Both are internet based methods of raising money. Crowd funding is typically for small one-off projects with small donations from large numbers of people within a potential global audience of millions. Established crowd funding platforms in New Zealand include PledgeMe, Boosted and GiveALittle.

Crowd funding transactions vary according to the nature of the product, but generally contributors to a non-charitable project will receive a small gift or reward. For example, supporters of a coffee table art photography book may get a free copy, a free signed copy or a free signed copy and a signed photograph, depending upon the size of their contribution.

Once the FMCB is in force, there will be greater flexibility to offer contributors an ownership stake in a business.
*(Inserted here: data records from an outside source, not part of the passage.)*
PR #412, opened 2021-11-03
Add seek preview as a configurable option

huysbs:
We are using Google DAI for server side ads insertion and we are implementing an ad snapback: if the user scrubs past an ad breakpoint, we force them to watch the ad by issuing a seek command to the beginning of the midroll.

The seek preview feature conflicts with the snapback logic because as it does the preview it seems to issue a seek event which makes our snapback thinks that the user has seeked past the breakpoint while they are still holding the mouse button and dragging around.

Disabling the seek preview fixes this bug.

The intention is **not** to hide the seek thumbnail but the actual video preview. As the user drags the seek button over the timeline, the video content is being updated which triggers other player events (seek for example).


src/ts/uiconfig.ts
```diff
@@ -85,4 +85,9 @@ export interface UIConfig {
    * For an example have a look at {@link ErrorMessageOverlayConfig.messages}
    */
   errorMessages?: ErrorMessageMap | ErrorMessageTranslator;
+  /**
+   * Toggles the seek preview feature.
+   * Default: true
+   */
+  enableSeekPreview?: boolean;
```
stonko1994, line 92: Any specific reason to but the option on the `UIConfig` over the `SeekBarConfig` 🤔

stonko1994 (changes requested):
Sorry for the late review.

- Can you please add a PR description to describe the problem and the change in this PR? Also, screenshots of how the UI looks when the option is disabled would be helpful.
- Is the intention only hiding the thumbnails or the whole `SeekBarLabel` (including the time) as well?
- I run the playback locally and changing the option doesn't seem to have any effect as it is right now 🤔 
- Also please resolve the merge conflicts.

huysbs:
> * Can you please add a PR description to describe the problem and the change in this PR? Also, screenshots of how the UI looks when the option is disabled would be helpful.
> * Is the intention only hiding the thumbnails or the whole `SeekBarLabel` (including the time) as well?
> * I run the playback locally and changing the option doesn't seem to have any effect as it is right now 🤔
> * Also please resolve the merge conflicts.

I've updated the description. A screenshot would not be useful in this case. When you disable the seekPreview what happens is that the actual video will not update as you drag the seek button around. The Seek Preview is not the thumbnail above the mouse but it's preview the actual video stream.

stonko1994:
Thanks for adding the description 👍 The target of this PR is clear to me now.

I'm still undecided if the new config option should go to the `UIConfig` or to the `SeekBarConfig`. The reasoning is that the `Seekbar` actually is reused e.g. for the `VolumeSlider`. There we also have an `onSeekPreview` with an `update...WhileScrubbing` which is not configurable by this property now.
One could argue that this is unrelated but not the best design but still having a config option on every `SeekBar` directly if the value should be updated while scrubbing or after releasing would IMO the cleaner approach.

For convenience, we could keep the option on the `UIConfig`. See `seekbarSnappingRange` as an example:
https://github.com/bitmovin/bitmovin-player-ui/blob/3d25d3304acaac0b4d14bb4d97d204ef40793929/src/ts/components/seekbar.ts#L420-L422

PS: Please add a changelog entry and resolve the merge conflict.

quochuy:
@stonko1994 not sure if I needed to bump the version number in package.json or if its automatically done by your publishing process but I did it. If it needs to be reverted, let me know.

stonko1994:
> @stonko1994 not sure if I needed to bump the version number in package.json or if its automatically done by your publishing process but I did it. If it needs to be reverted, let me know.

Yes please revert the version bump. That will happen in our release process. Apart from that, looks good to me 👍

CHANGELOG.md
```diff
@@ -4,6 +4,11 @@ All notable changes to this project will be documented in this file.
 The format is based on [Keep a Changelog](http://keepachangelog.com/)
 and this project adheres to [Semantic Versioning](http://semver.org/).
 
+## [3.35.0] - 2022-02-17
+
+### Added
+- seek preview is now configurable via `isSeekPreviewEnabled` from SeekBarConfig or UIConfig
```
felix-hoc, line 10: Slight nitpick to aviod confusion about the config options. We should mention the respective property names
```suggestion
- Seek preview is now configurable via `UIConfig.enableSeekPreview` or `SeekBarConfig.isSeekPreviewEnabled`
```

felix-hoc (changes requested):
Thanks a lot for your contribution! The code changes look good to me, just one suggestion for the changelog entry.

Also, some organizational stuff: Please change the base branch to `develop` and make sure the changelog entry is in the correct section. It should be in `## [develop]`, without a date. This will be updated automatically on release. As an example, see this PR: https://github.com/bitmovin/bitmovin-player-ui/pull/425/files#diff-06572a96a58dc510037d5efa622f9bec8519bc1beab13c9f251e97e657a9d4edR6

quochuy:
@felix-hoc I've did the suggested changes. Also renamed SeekBarConfig.isSeekPreviewEnabled to SeekBarConfig.enableSeekPreview it makes more sense since it's a config name not a state (which it initially was).

felix-hoc:
Great, thanks 🙌🏼 this looks g2g from my side.
Anything from you @stonko1994?

felix-hoc (approved):

stonko1994 (approved):
Unit tests would be nice if easily possible but not a hard requirement.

Peer-to-peer lending is reasonably conventional in that lenders expect to be repaid at an agreed interest rate. The leading international peer-to-peer sites are Prosper, Lending Club and Zopa.

What is the current law?

Under current law, a widespread offer of "securities" through a crowd funding or peer-to-peer lending service will attract significant compliance costs, as even the provision of a small loan or equity contribution is likely to trigger mandatory disclosure and governance obligations, including the preparation of a prospectus and investment statement.
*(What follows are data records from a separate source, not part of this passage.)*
PR #413, opened 2021-12-14
Fix jumping behaviour of the seekbar scrubber while still seeking

NikolaNikushev:
As already identified by @iktumi  on https://github.com/bitmovin/bitmovin-player-ui/pull/387, the scrubber will bounce forward and backward while seeking. 

Why:
This happens due to the smooth transition of the scrubber connected to the current time of the player.
Every time the scrubber is moved, the relevant seek information is updated with the current time, which then moves the scrubber. 
Also when the player fires the appropriate events like 'Seeked' the position will be updated, which will overwrite the newly dragged position. 

Fix:
Do not update the scrubber position if the user is currently seeking, but still allow other operations such as dragging and position updates to update the scrubber.

### DIFF
--- a/CHANGELOG.md
+++ b/CHANGELOG.md
@@ -7,7 +7,7 @@ and this project adheres to [Semantic Versioning](http://semver.org/).
 ## [develop]
 
 ### Fixed
-- Dragging the scrubber in the seekbar jumping between locations during a seek operation
+- The scrubber could jump to an old position during a seek operation when it was dragged.
 
 ## [3.31.0] - 2021-10-12
 
--- a/CHANGELOG.md
+++ b/CHANGELOG.md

How will the FMCB deal with crowd funding and peer-to-peer lending?

From inception, the FMCB provided for a new category of "licensed intermediary", offers through which would be exempt from the normal disclosure and governance requirements. Initially this was intended to apply only to peer-to-peer providers but – during the FMCB's evolution – it was decided to include crowd funding platforms.

While licensing is compulsory under the FMCB for other financial services, the regime for "licensed intermediaries" is voluntary.

Should crowd funding or peer-to-peer service providers wish to allow clients to offer equity or debt securities, they must be licensed to qualify for the exemption. Should they not, they may be able to continue to provide their existing services to clients on a very narrow basis where only a limited number of targeted offers are made, or as a donation only, where there is no provision for contributors to participate in the business or derive a financial return.

Although the fine detail of the regulations is still being developed, recent Cabinet papers give a guide to the likely direction of the proposed exclusions.

What will licensing require?

Because this is relatively new territory and no-one is sure how it will evolve or what the market response will be, the Government has opted for a flexible approach, subject to careful supervision by the Financial Markets Authority (FMA).

Proposed licensing requirements for the provider of a prescribed intermediary service include:

  • the platform being generally open to people meeting pre-defined criteria and the licence holder acting as a fair and neutral broker between those seeking funds and investors
  • FMA being satisfied that the key processes involved in the platform are fair, orderly and transparent
  • provision of prescribed information in a "service disclosure statement" to lenders or investors, and written client agreements with lenders or investors
  • mechanisms for establishing the identity and creditworthiness of borrowers (in the case of peer-to-peer lending) and the good character and reputation of directors, senior managers or controlling owners (in the case of crowd funding)
  • FMA being satisfied with the way in which information about the service and the risks involved is disclosed to prospective lenders or investors, and
  • satisfactory background checks on the owners and operators of the holder of the market services licence.

What limits are proposed on crowd funding and peer-to-peer lending?

No limits are proposed on how much an investor may invest or a lender lend in any given timeframe. But a limit of $2 million per 12 month period will be imposed on how much a borrower may borrow or an issuer may raise.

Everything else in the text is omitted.